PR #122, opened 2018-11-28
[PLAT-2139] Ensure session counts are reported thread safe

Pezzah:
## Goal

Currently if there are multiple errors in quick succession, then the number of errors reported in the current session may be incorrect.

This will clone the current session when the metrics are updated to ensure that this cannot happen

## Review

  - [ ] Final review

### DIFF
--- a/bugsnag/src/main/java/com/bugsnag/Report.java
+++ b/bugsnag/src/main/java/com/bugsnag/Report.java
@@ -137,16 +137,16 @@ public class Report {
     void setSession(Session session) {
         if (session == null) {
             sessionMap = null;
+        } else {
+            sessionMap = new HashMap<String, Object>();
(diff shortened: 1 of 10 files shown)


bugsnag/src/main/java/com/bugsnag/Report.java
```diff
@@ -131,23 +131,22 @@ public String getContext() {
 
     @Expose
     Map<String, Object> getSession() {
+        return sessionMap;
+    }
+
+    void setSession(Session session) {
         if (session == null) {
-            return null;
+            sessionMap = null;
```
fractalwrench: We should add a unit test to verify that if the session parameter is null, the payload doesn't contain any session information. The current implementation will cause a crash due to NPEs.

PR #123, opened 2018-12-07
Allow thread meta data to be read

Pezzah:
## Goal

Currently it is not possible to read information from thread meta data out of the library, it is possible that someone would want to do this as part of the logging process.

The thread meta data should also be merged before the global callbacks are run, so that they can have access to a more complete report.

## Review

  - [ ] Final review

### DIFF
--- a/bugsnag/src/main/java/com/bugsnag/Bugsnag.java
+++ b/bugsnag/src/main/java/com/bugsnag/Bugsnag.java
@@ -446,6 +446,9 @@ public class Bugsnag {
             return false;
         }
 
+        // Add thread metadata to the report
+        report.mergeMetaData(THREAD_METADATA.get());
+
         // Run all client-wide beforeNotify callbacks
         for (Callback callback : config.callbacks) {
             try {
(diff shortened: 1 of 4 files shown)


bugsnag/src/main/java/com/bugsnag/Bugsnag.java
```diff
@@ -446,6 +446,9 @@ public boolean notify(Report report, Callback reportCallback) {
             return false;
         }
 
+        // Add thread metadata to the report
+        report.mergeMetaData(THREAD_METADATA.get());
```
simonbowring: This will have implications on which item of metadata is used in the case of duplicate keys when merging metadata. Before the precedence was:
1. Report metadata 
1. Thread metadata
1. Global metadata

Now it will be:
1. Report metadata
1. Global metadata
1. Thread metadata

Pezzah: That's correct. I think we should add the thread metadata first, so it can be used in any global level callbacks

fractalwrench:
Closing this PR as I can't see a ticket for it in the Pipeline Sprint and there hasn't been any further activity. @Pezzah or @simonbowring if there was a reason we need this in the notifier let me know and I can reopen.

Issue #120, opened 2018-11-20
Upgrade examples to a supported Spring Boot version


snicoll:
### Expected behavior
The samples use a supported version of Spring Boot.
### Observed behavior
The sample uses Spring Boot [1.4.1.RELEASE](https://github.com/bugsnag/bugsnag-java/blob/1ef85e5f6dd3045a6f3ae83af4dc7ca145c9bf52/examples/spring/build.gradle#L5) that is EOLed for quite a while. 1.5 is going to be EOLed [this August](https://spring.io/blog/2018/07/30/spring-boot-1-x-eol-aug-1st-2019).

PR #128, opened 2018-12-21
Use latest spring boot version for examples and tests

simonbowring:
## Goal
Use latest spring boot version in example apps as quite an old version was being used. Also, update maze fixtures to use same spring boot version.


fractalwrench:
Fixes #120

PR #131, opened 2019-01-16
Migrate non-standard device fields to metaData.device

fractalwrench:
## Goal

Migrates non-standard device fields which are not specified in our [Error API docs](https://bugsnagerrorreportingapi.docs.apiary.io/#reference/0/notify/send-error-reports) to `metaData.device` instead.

Work request – Could you print exactly the lines from the one containing "PR #131, opened 2019-01-16" through the last line of the records above?

Answer to the problem –
PR #131, opened 2019-01-16
Migrate non-standard device fields to metaData.device

fractalwrench:
## Goal

Migrates non-standard device fields which are not specified in our [Error API docs](https://bugsnagerrorreportingapi.docs.apiary.io/#reference/0/notify/send-error-reports) to `metaData.device` instead.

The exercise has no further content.